Back to work or I would have loved a game. Will catch you soon for a game. Just waiting to sort some dates when I get back on Monday.


----------



## williamalex1 (Aug 14, 2015)

Farneyman said:



			Back to work or I would have loved a game. Will catch you soon for a game. Just waiting to sort some dates when I get back on Monday.
		
Click to expand...

That 'll be great Fab :thup:


----------



## williamalex1 (Aug 16, 2015)

williamalex1 said:



			We would like another forum'er  to complete our 4 ball. 
 Williep and I have invited Patrick148 to Bellshill GC on Monday 17th August, tee time 10.30ish.  Its a freebie, anyone interested please send me a PM, on a 1st come basis.:thup:
		
Click to expand...

Still no takers yet.


----------



## williamalex1 (Aug 16, 2015)

williamalex1 said:



			Still no takers yet.

Click to expand...

Still no takers !.


----------



## BrizoH71 (Aug 16, 2015)

Just seen this, would have made up the numbers but too late for me to get the day off work now.


----------



## williamalex1 (Aug 16, 2015)

BrizoH71 said:



			Just seen this, would have made up the numbers but too late for me to get the day off work now.
		
Click to expand...

Some other time  mate :thup:.


----------



## Farneyman (Aug 16, 2015)

Is it the thought of seeing Patrick's legs that is putting folk off this game? :whoo:


----------



## williamalex1 (Aug 16, 2015)

Farneyman said:



			Is it the thought of seeing Patrick's legs that is putting folk off this game? :whoo:
		
Click to expand...

Or maybe the thought of Wullie Pettigrew's bowly skinny footballers legs :rofl:


----------



## Farneyman (Aug 16, 2015)

Or your patter...:thup:


----------



## williamalex1 (Aug 16, 2015)

Farneyman said:



			Or your patter...:thup:
		
Click to expand...

Its the way I tell em. :rofl:


----------



## Jimaroid (Aug 16, 2015)

Was tempted but I've just done an 809 mile drive and don't want to see the inside of a car again for a day or two!


----------



## williamalex1 (Aug 16, 2015)

Jimaroid said:



			Was tempted but I've just done an 809 mile drive and don't want to see the inside of a car again for a day or two!
		
Click to expand...

Some other time mate :thup:


----------



## virtuocity (Aug 17, 2015)

How did you guys get on?


----------



## williamalex1 (Aug 17, 2015)

virtuocity said:



			How did you guys get on?
		
Click to expand...

 Thanks for asking Virtuocity

Modesty almost forbids but :smirk: . Great weather and company , I played pretty mediocre and scrambled a bit, but Patrick had a really bad day out of his office and got his bottom whipped as did williep :rofl:
Stroke play results- williamalex1 net 71, Patrick 148 net 81,williep net 83.
 Stableford scores = me 37 points, Patrick 26 points, williep 25 points
I may need a surgeon to get the smug look of my face  :whoo:


----------



## virtuocity (Aug 17, 2015)

Oh Patrick


----------



## Daveh922 (Aug 18, 2015)

If only I had noticed this a few days earlier! Joining Bellshill this coming season so would&#39;ve been good to fit in another round beforehand.


----------



## williamalex1 (Aug 18, 2015)

Welcome to the forum Dave , where are you from  etc.

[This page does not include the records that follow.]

PR #560, opened 2020-07-15
Count HTTP statuses returned along with the HTTP response times

kdombeck:
This will add metrics for HTTP status codes like the following along side the existing Histogram.
```
# HELP http_request_status HTTP status codes of The time taken fulfilling servlet requests
# TYPE http_request_status counter
http_request_status{path="/my/api/1",method="GET",status="200",} 4.0
http_request_status{path="/my/api/2",method="GET",status="500",} 2.0
```

@brian-brazil I currently have the code deriving the **name** and **help** for the Counter from the existing parameters that are used in the constructor or init. Would you prefer I add 2 new parameters for the name and help for the counter or leave it like it is?

### DIFF
--- a/simpleclient_servlet/src/main/java/io/prometheus/client/filter/MetricsFilter.java
+++ b/simpleclient_servlet/src/main/java/io/prometheus/client/filter/MetricsFilter.java
@@ -1,5 +1,6 @@
 package io.prometheus.client.filter;
 
+import io.prometheus.client.Counter;
 import io.prometheus.client.Histogram;
 
 import javax.servlet.Filter;
@@ -9,13 +10,14 @@ import javax.servlet.ServletException;
 import javax.servlet.ServletRequest;
 import javax.servlet.ServletResponse;
 import javax.servlet.http.HttpServletRequest;
+import javax.servlet.http.HttpServletResponse;
 import java.io.IOException;
 
 /**
  * The MetricsFilter class exists to provide a high-level filter that enables tunable collection of metrics for Servlet
  * performance.
  *
- * <p>The Histogram name itself is required, and configured with a {@code metric-name} init parameter.
+ * <p>The metric name itself is required, and configured with a {@code metric-name} init parameter.
  *
  * <p>The help parameter, configured with the {@code help} init parameter, is not required but strongly recommended.
  *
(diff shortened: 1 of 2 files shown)


simpleclient_servlet/src/main/java/io/prometheus/client/filter/MetricsFilter.java
```diff
@@ -149,6 +155,10 @@ public void init(FilterConfig filterConfig) throws ServletException {
                 .help(help)
                 .name(metricName)
                 .register();
+
+        statusCounter = Counter.build(metricName + "_status", "HTTP status codes of " + help)
```
brian-brazil, line 159: Counters should end in _total

Having a label name in a metric name is generally an anti-pattern, as it won't make sense if that label is aggregated away. It may be okay here though.

kdombeck: I remove **status** from the metric name. It will now look like this
```
# HELP http_request_status HTTP status codes of The time taken fulfilling servlet requests
# TYPE http_request_status counter
http_request_total{path="/my/api/1",method="GET",status="200",} 4.0
http_request_total{path="/my/api/2",method="GET",status="500",} 2.0
```

brian-brazil: That'd end up kinda clashing with the histogram though, which isn't desirable.

kdombeck: I added **status** back in. It will now look like this.
```
# HELP http_request_status HTTP status codes of The time taken fulfilling servlet requests
# TYPE http_request_status counter
http_request_status_total{path="/my/api/1",method="GET",status="200",} 4.0
http_request_status_total{path="/my/api/2",method="GET",status="500",} 2.0
```

brian-brazil: I do want it removed, but we can't for other reasons :)

brian-brazil:
Thanks!

vizmi:
When can we expect this to hit the official maven repository? 0.9.0 is the latest I can see and it is from May 2020: https://mvnrepository.com/artifact/io.prometheus/simpleclient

 I have Canadian visitors coming next week staying for a month so will be busy.
   But give me a shout after that and we'll get you down a game.:cheers:


----------



## Daveh922 (Aug 18, 2015)

Thanks a lot 

From Motherwell been playing up at the Westerwood but not enjoying it whatsoever - the course isn't in great condition so decided to look around and Bellshill is only 5 minutes from my house so it made sense. 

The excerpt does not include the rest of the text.